* **Data provided**:
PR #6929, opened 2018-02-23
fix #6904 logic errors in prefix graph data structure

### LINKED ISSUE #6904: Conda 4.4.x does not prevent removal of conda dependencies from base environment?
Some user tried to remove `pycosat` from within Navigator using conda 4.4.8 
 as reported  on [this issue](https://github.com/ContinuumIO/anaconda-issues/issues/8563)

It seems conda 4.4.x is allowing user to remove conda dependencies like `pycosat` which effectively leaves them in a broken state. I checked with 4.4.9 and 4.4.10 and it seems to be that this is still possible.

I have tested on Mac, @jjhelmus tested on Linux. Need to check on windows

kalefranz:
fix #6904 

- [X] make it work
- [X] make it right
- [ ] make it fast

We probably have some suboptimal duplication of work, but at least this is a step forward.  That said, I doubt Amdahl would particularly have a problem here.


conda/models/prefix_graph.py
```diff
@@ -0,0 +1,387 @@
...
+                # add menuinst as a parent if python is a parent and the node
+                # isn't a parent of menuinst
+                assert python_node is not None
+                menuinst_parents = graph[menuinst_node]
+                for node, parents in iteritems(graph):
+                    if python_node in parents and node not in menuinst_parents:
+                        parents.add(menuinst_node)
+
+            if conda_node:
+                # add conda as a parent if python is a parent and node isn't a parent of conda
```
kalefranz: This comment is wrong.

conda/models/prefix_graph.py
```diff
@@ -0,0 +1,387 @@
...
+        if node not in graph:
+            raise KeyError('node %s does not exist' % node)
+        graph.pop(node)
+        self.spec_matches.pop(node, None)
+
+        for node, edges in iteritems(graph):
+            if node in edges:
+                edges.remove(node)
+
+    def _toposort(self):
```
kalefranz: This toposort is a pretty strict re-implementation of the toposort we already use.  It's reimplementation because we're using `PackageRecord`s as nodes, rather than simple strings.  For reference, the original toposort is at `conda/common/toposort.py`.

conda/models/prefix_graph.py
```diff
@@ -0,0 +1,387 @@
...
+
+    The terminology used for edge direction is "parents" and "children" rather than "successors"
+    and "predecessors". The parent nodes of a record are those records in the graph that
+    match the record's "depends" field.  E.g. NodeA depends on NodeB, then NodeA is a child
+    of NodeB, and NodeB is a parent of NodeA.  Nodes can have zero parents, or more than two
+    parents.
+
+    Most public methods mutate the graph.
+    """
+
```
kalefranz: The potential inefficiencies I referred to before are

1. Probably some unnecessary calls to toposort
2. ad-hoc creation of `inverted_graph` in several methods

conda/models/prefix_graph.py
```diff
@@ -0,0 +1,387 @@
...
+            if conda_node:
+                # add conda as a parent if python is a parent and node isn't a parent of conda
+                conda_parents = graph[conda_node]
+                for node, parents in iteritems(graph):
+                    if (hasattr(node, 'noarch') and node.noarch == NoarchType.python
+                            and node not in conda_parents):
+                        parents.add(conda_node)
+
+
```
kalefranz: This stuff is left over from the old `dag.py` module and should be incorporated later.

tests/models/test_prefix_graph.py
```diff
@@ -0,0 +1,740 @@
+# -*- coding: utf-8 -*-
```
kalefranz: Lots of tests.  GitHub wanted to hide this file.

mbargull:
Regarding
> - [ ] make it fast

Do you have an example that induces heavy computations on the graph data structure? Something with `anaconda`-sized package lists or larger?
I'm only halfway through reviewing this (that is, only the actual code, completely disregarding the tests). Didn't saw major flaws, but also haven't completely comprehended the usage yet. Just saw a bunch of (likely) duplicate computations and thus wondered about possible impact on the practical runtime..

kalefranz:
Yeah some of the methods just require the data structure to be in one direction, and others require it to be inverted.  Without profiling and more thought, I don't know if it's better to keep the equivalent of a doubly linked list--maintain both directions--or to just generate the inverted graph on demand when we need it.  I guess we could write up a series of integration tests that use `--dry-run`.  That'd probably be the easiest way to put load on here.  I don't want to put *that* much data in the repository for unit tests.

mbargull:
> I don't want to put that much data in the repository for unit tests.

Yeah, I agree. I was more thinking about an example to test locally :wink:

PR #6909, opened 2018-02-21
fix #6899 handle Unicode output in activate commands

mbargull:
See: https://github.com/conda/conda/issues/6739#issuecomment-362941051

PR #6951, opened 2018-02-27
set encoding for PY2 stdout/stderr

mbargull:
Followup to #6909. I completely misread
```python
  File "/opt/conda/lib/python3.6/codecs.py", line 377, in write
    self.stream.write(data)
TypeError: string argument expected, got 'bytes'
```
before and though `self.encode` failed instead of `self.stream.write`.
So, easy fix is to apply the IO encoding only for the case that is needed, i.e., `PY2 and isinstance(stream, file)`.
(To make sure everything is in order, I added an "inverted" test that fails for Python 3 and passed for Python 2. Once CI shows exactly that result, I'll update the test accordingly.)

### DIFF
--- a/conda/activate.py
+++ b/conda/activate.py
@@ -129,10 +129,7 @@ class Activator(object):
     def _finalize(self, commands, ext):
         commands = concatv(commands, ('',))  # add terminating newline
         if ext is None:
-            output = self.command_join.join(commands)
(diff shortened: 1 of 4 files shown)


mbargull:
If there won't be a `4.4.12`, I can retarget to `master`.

* **Work request**:
Determine how many lines of the data contain the word "using", and reply with that number only.

* **Solution**:
2